Ah, then you might want to say "[PATCH/RFC]" in the subject.  I thought 
you meant this for inclusion.

> >> diff --git a/Makefile b/Makefile
> >> index cce5a6e..3a5396d 100644
> >> --- a/Makefile
> >> +++ b/Makefile
> >> @@ -435,6 +435,7 @@ LIB_OBJS += pager.o
> >>  LIB_OBJS += parse-options.o
> >>  LIB_OBJS += patch-delta.o
> >>  LIB_OBJS += patch-ids.o
> >> +LIB_OBJS += patch-id-cache.o
> >
> > If all you do is a hashmap from SHA-1 to SHA-1, then I think
> > "patch-id-cache" is a misnomer for that file and structure.
> >
> > Let's not repeat the same naming mistakes as we have for path_list and
> > decoration.
> 
> Is persistent_sha1_map a good name?

I'd prefer cached_sha1_map, but I do not really care.

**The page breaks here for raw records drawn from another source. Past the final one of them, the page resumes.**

PR #2443, opened 2018-07-20
HHH-12666 : Document hibernate.native_exception_handling_51_complianc…

gbadner:
This adds documentation for hibernate.native_exception_handling_51_compliance to the migration guide.

PR #2444, opened 2018-07-20
HHH-12666

gbadner:
https://hibernate.atlassian.net/browse/HHH-12666

After discussing with @dreab8 , I've decided on a simpler approach.

`hibernate.native_exception_handling_51_compliance` will be added with possible values `true` or `false` (default). This property will indicate if exception handling for a `SessionFactory` built via Hibernate's native bootstrapping should behave the same as native exception handling in Hibernate ORM 5.1,

When set to true, `HibernateException` will not be wrapped or converted according to the JPA specification.

This setting will be ignored for a SessionFactory built via JPA bootstrapping.

I've incorporated tests from @yrodiere, which were extremely helpful. Thanks @yrodiere! I move and renamed the tests so, unfortunately, there are a lot of diffs. Sorry about that.

I've created a new jira to add more tests: https://hibernate.atlassian.net/browse/HHH-12837.

PR for 5.3 migration guide is: https://github.com/hibernate/hibernate-orm/pull/2443.


yrodiere:
@gbadner Glad the tests helped! Thanks for the fix :)

gsmet:
I reorganized the commits a bit to keep the history clean, removed an outdated comment and merged.

Thanks @gbadner and @yrodiere for your work on this!

PR #2445, opened 2018-07-20
[HHH_12838] AndNationalizedTests fails with DB2

simkam:
https://hibernate.atlassian.net/browse/HHH-12838


gsmet:
Good catch, merged, thanks!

> >> +void write_patch_id_cache()
> >> +{
> >> +     if (!cache || cache->count == written_count)
> >> +             return;
> >
> > Does that mean that the patch_id_cache is not updated when the number 
> > of commits stays the same after committing, branch -d and gc?
> 
> The patch_id_cache is only updated when it changes.  Since entries are 
> immutable and are never deleted, all changes increase the count.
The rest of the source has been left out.